The answer must consist of every line in the data that contains "think".

Data:
- - -

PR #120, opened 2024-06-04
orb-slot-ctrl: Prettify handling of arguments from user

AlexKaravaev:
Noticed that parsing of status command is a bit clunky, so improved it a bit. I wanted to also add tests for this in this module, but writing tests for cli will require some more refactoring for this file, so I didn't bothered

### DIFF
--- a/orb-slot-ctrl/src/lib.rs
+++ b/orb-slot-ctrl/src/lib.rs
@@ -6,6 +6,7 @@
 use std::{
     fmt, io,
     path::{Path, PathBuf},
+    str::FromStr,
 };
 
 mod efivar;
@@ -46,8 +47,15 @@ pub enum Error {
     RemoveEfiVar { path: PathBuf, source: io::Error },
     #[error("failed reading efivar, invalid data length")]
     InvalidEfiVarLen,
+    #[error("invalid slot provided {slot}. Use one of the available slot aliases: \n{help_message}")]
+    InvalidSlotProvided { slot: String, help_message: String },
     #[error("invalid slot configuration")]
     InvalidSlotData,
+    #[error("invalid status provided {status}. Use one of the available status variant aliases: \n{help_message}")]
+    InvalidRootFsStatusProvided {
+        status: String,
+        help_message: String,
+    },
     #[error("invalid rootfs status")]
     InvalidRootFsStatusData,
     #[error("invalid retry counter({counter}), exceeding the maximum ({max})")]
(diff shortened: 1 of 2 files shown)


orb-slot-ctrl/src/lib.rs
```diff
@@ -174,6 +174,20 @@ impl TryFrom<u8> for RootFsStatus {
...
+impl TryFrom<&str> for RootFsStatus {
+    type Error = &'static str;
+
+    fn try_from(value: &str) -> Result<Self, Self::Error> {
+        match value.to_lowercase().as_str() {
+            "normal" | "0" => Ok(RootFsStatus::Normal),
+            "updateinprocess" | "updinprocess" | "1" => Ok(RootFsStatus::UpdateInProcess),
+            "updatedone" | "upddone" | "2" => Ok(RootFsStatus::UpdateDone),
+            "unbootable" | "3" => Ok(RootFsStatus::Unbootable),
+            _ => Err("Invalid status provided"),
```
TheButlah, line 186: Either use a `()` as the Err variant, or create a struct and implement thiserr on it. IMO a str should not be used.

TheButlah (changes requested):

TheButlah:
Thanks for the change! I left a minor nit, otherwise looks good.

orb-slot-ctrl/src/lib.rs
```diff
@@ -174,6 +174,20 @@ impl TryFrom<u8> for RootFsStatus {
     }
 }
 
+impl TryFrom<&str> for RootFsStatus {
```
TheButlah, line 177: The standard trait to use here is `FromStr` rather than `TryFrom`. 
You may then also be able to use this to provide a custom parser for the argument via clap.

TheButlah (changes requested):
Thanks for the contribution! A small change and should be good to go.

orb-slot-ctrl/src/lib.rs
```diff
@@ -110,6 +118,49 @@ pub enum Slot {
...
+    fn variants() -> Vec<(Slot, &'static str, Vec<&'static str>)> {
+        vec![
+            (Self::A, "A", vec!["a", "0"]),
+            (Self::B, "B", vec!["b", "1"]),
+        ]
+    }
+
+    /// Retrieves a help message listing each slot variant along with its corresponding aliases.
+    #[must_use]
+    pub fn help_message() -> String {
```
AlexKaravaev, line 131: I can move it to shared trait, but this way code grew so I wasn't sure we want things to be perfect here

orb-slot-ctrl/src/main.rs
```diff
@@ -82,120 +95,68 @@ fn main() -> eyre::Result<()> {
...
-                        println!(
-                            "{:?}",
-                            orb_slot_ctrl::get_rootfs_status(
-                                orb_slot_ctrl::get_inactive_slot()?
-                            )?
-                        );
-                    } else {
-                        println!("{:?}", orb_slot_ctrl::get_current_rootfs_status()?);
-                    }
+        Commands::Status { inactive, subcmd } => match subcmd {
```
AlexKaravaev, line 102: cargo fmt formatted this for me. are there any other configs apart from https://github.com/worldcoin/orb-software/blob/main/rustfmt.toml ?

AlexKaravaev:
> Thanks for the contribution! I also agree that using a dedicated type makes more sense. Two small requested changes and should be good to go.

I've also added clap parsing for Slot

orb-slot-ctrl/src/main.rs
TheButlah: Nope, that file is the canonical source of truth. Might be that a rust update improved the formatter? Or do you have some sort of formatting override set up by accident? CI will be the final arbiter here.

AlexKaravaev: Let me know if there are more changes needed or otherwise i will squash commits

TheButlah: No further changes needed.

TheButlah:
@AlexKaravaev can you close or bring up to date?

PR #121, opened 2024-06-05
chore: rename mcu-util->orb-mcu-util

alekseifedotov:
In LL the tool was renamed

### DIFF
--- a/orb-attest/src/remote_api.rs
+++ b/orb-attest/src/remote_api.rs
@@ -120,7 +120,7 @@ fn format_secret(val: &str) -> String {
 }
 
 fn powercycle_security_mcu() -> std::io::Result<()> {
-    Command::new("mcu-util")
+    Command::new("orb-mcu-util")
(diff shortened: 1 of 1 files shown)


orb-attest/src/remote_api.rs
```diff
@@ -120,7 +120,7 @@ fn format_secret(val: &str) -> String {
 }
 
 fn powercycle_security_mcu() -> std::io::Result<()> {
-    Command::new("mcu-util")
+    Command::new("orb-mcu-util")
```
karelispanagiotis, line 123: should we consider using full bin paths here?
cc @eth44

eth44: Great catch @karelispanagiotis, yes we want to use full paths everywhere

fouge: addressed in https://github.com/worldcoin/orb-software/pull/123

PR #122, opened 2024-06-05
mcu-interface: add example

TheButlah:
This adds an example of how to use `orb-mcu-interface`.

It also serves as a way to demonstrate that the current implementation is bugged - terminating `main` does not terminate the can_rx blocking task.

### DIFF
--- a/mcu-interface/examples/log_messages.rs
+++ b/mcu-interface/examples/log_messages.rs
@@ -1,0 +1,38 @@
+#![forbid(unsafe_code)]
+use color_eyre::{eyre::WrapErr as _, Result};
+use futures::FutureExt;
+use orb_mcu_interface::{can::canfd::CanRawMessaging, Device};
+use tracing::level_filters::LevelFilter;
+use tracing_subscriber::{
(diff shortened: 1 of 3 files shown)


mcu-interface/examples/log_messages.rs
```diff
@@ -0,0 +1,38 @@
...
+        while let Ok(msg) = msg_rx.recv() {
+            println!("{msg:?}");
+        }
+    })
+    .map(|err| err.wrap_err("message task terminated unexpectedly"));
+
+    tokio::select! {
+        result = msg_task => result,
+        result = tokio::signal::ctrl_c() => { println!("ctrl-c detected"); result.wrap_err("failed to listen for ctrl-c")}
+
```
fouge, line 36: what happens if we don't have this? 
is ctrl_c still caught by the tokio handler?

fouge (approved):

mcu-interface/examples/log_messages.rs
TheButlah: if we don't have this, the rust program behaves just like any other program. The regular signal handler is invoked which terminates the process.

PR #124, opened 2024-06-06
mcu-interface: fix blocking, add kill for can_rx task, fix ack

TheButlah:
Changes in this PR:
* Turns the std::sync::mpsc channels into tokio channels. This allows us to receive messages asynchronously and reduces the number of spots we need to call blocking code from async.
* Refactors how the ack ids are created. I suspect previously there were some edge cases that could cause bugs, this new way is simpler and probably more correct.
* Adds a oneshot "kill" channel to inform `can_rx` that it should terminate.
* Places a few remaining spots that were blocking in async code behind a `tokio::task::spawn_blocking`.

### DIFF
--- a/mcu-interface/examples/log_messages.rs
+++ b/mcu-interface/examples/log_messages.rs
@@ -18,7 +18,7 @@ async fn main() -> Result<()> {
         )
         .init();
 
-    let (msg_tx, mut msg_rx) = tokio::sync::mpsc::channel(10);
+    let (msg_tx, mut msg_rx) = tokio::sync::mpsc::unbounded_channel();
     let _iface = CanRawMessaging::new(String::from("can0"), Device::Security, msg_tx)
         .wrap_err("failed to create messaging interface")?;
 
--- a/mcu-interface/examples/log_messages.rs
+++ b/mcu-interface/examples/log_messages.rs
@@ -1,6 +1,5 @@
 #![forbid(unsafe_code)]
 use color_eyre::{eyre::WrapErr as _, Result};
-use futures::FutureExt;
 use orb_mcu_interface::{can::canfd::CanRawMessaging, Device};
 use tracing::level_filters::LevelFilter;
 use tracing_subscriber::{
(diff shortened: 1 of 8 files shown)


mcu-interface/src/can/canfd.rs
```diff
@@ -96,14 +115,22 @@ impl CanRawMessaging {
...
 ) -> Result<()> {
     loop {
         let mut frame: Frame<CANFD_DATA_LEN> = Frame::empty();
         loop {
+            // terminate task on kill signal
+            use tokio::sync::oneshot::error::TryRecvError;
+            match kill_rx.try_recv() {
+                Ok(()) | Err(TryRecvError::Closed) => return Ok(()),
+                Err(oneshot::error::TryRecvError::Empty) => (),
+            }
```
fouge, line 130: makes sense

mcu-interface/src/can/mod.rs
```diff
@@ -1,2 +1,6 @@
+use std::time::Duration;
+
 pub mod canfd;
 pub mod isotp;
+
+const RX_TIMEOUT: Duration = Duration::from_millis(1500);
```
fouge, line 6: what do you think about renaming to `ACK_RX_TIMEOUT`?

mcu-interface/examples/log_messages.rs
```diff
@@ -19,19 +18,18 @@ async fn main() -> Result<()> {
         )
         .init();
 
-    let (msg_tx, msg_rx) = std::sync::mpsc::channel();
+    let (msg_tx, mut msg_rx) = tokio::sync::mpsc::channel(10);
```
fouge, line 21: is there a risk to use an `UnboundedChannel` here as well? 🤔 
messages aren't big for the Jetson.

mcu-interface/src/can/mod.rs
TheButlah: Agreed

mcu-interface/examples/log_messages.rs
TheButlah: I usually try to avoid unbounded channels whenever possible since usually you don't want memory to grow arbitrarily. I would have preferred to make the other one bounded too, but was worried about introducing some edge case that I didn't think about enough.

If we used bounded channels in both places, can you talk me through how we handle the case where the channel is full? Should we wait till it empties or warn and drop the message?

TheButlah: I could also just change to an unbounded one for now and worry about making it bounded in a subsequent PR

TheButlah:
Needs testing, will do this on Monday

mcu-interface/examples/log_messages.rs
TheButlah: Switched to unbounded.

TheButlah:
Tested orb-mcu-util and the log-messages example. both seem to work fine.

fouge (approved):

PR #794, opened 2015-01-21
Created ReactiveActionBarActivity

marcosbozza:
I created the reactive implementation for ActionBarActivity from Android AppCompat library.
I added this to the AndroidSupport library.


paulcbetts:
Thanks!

- - -

Answer to this task:
fouge, line 6: what do you think about renaming to `ACK_RX_TIMEOUT`?
TheButlah: I usually try to avoid unbounded channels whenever possible since usually you don't want memory to grow arbitrarily. I would have preferred to make the other one bounded too, but was worried about introducing some edge case that I didn't think about enough.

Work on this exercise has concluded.